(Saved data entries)
┌────────

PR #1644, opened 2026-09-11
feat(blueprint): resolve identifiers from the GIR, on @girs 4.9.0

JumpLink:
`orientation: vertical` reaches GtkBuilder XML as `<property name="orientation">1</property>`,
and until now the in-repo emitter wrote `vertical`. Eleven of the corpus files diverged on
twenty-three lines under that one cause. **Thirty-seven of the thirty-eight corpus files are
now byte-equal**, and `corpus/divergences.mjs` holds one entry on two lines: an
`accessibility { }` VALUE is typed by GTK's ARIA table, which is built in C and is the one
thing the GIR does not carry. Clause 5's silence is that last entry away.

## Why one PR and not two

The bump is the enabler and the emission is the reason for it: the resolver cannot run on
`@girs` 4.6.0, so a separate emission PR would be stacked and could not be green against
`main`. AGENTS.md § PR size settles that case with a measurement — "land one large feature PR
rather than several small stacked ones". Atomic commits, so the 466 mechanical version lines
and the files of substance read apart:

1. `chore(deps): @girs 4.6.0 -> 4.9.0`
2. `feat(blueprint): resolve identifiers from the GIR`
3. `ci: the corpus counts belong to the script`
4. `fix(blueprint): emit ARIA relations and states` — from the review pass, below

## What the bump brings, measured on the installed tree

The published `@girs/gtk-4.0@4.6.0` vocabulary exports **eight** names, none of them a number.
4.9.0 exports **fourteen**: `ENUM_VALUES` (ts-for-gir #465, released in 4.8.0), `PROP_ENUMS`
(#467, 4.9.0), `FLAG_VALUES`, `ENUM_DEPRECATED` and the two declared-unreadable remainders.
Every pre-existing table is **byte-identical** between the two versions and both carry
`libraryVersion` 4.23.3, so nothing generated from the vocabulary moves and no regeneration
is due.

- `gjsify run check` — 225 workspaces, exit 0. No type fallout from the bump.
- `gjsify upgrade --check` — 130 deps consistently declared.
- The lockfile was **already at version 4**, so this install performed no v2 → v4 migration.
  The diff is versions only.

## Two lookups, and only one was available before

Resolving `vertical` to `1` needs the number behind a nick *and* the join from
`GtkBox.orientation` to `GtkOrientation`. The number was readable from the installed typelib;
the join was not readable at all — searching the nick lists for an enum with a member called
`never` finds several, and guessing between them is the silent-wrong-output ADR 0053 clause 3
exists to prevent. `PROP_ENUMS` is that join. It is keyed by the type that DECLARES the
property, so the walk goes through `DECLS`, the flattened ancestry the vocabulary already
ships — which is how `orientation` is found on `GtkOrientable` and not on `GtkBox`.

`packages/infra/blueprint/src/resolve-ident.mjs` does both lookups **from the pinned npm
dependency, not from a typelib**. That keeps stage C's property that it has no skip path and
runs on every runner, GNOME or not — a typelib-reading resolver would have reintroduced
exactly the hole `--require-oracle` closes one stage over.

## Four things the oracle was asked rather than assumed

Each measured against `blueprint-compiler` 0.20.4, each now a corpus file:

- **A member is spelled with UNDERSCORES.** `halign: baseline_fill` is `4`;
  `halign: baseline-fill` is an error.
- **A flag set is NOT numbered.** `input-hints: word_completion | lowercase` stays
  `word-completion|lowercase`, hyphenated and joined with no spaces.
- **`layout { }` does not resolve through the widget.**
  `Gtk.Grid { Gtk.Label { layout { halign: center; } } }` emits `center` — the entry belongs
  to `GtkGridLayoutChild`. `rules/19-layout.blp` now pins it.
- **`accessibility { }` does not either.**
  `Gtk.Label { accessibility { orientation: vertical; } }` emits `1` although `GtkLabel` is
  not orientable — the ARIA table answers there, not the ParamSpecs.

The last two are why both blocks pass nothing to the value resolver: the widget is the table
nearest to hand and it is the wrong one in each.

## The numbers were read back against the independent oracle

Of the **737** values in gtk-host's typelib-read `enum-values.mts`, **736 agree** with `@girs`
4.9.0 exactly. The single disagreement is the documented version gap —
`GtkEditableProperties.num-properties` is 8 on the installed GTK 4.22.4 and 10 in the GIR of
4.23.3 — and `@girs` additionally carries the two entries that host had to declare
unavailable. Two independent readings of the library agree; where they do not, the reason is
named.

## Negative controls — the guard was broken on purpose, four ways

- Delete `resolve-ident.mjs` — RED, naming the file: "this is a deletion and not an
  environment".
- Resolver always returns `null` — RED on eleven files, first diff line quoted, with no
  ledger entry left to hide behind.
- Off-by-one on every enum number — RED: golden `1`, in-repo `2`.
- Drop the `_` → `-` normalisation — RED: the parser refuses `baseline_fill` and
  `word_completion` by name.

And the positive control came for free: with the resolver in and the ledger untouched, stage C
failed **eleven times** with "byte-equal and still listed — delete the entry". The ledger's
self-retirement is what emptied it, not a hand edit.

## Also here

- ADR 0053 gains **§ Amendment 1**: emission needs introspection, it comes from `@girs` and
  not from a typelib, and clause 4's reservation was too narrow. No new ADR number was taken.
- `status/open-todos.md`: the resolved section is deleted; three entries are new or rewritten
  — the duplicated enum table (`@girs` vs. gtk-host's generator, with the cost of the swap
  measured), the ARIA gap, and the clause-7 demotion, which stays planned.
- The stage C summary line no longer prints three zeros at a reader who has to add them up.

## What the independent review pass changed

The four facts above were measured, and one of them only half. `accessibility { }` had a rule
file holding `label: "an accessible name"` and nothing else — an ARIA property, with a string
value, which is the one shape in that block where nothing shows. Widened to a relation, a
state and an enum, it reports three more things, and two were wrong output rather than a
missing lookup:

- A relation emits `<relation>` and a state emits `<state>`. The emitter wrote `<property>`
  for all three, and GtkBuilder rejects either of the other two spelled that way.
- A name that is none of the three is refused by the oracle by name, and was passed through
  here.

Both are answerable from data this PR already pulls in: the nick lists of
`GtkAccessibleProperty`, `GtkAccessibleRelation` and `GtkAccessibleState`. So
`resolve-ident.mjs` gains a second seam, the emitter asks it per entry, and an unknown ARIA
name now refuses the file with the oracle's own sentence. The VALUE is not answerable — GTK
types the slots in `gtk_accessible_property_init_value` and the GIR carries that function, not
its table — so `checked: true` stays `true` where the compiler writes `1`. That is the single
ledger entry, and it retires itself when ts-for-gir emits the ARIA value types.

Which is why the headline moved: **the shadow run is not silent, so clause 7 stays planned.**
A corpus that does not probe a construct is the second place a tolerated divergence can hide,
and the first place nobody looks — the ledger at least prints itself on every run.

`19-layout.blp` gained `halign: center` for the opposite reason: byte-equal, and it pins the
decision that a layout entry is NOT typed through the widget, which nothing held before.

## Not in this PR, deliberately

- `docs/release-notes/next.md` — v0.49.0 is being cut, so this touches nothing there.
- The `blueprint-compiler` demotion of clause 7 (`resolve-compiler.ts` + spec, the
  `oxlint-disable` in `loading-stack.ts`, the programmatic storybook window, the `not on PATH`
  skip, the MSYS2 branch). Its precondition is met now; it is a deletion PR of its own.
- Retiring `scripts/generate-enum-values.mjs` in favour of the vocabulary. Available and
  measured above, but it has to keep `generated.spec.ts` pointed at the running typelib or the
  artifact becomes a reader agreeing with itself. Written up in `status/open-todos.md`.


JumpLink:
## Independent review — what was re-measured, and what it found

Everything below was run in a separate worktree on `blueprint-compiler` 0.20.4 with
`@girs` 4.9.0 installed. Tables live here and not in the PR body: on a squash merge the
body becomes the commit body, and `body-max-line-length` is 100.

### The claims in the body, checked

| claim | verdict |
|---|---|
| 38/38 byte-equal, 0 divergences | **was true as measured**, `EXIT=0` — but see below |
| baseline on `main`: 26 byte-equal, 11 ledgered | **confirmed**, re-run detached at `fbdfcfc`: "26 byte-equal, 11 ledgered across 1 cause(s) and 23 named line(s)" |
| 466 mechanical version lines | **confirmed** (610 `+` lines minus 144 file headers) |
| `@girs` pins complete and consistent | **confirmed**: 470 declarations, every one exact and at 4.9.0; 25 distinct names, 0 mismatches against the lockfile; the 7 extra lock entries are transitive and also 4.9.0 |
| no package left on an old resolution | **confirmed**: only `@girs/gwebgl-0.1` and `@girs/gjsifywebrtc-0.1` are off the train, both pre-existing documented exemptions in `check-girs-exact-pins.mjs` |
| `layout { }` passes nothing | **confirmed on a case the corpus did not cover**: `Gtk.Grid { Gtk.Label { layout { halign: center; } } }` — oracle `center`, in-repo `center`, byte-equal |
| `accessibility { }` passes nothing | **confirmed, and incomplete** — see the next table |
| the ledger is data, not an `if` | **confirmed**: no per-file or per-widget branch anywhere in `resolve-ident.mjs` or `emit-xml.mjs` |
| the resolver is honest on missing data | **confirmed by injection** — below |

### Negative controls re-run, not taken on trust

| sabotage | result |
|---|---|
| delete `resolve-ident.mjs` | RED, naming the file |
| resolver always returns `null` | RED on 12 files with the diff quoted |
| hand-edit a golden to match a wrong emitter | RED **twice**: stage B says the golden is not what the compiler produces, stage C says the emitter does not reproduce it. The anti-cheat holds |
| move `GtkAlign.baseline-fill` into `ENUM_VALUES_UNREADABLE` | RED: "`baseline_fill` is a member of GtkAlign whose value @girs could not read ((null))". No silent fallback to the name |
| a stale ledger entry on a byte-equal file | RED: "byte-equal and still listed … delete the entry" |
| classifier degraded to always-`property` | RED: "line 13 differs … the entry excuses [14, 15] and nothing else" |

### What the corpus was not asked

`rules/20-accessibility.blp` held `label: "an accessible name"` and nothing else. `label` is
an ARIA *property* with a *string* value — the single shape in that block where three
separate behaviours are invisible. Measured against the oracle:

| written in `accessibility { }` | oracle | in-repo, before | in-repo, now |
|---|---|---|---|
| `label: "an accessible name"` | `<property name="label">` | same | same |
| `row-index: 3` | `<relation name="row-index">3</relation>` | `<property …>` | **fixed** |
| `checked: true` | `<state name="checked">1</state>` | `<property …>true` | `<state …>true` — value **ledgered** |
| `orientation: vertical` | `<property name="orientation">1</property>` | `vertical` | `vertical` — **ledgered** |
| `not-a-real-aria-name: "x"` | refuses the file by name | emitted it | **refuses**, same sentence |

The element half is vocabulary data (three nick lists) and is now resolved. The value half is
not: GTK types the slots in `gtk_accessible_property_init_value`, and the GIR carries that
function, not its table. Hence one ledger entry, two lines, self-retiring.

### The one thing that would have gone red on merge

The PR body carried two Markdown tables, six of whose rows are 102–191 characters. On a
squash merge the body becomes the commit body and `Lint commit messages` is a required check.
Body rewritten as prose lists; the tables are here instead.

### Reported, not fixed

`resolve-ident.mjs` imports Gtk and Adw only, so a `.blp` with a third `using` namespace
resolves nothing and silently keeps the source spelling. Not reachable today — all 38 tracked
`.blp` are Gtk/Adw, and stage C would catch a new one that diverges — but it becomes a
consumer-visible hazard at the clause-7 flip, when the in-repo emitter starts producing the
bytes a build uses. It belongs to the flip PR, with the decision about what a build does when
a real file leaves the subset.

└────────

### YOUR TASK
Nothing should appear in the answer except the lines above from the line with "not: GTK types" through the line with "Body rewritten as", both included, written out exactly.

### RESULT OF THIS TASK
not: GTK types the slots in `gtk_accessible_property_init_value`, and the GIR carries that
function, not its table. Hence one ledger entry, two lines, self-retiring.

### The one thing that would have gone red on merge

The PR body carried two Markdown tables, six of whose rows are 102–191 characters. On a
squash merge the body becomes the commit body and `Lint commit messages` is a required check.
Body rewritten as prose lists; the tables are here instead.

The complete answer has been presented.